Issue #2159, opened 2024-05-21
"User Flow" integration test


thehowl:
A bash script that tests a full user flow, setting up a new repository with a gno mod init, creating a git repository, setting up some code, testing it, running it, and publishing it on a local chain (gnodev) and/or staging.

Suggested by @moul . Can be long (ie. 1-3 minutes), but should make sure that the flow we are instructing end-users to do works and continues working.

moul:
Related:
- https://github.com/gnolang/gno/issues/2919#issuecomment-2399479859
- https://github.com/gnolang/gno/issues/2862
- https://github.com/gnolang/gno/pull/2477
- https://github.com/gnolang/gno/issues/2159

PR #3088, opened 2024-11-07
test(ci): coverpkg=gno.land/... for txtar tests

### LINKED ISSUE #3085: Make `txtar` and Codecov play nice (upload coverage)
## Description

Currently, the monorepo has an abundance of `.txtar` testing suites, but the code they cover is never uploaded or made aware to Codecov, causing the CI to fail on some PRs even though there is coverage.

This task involves making sure code covered with `.txtar` tests (which are ran from `_test.go` files) is visible in Codecov.

DoD:
- CodeCov / go recognizes code ran by `.txtar` tests
- `.txtar` code coverage is visible on the Codecov dashboard

Example PR:
- https://github.com/gnolang/gno/pull/3003

moul:
Note: I'm uncertain about what will happen after the merge.

Fixes #3085 
Addresses #3003

### DIFF
--- a/.github/workflows/gnoland.yml
+++ b/.github/workflows/gnoland.yml
@@ -13,5 +13,6 @@ jobs:
     uses: ./.github/workflows/main_template.yml
     with:
       modulepath: "gno.land"
+      tests-extra-args: "-coverpkg=github.com/gnolang/gno/gno.land/..."
     secrets:
       codecov-token: ${{ secrets.CODECOV_TOKEN }}
--- a/.github/workflows/main_template.yml
+++ b/.github/workflows/main_template.yml
@@ -4,6 +4,9 @@ on:
             modulepath:
               required: true
               type: string
+            tests-extra-args:
+              required: false
+              type: string
         secrets:
           codecov-token:
             required: true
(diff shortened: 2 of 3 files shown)


gfanton:
I tried something more generic in [`9adfc59` (#3086)](https://github.com/gnolang/gno/pull/3086/commits/9adfc590ae71f98af4b455a7aa92a853be201d33); unfortunately, it seems to makes the `gnovm` tests timeout :(

There is a chance that this PR could work since it only applies to `gno.land`, but having this kind of different rules per module/package will make potential similar issues, like the one you had in #3003, harder to debug in the futur.

moul:
> side note: why is this PR not triggering test jobs?

Probably because of 629fef9f2 :)

moul:
Alternative option: https://github.com/gnolang/gno/pull/3090

thehowl:
Reporting my 2c from signal:

I personally think it's fine if txtar tests aren't counted for coverage. Two reasons:

1. The set up to make coverage work with txtar is ugly (maybe not with gnoland, but IIRC `gnokey` builds a separate binary and then runs it, so this setup is required there). I've seen what Guillhem had set up and it requires joining coverage files and creating related reports; there's no way to integrate this directly into go test -cover.
2. txtar should be integration tests in addition to other unit tests. They're good for verifying specific conditions and testing out features in "real life" scenarios, but they are slow. Testing for normal features should go in unit tests, so should the verification and coverage of all code paths.

I'd prefer if we kept txtar tests to something similar to #2159, ie. integreation-testing common user flows, and then regression tests for complex bugs and behaviours which are hard to test.

thehowl:
https://github.com/gnolang/gno/pull/3090#issuecomment-2465250048

thehowl (approved):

++++++

The answer should be one number, namely how many lines of the entries above include the string "workflows".

- **SOLUTION TO THE PROBLEM**
5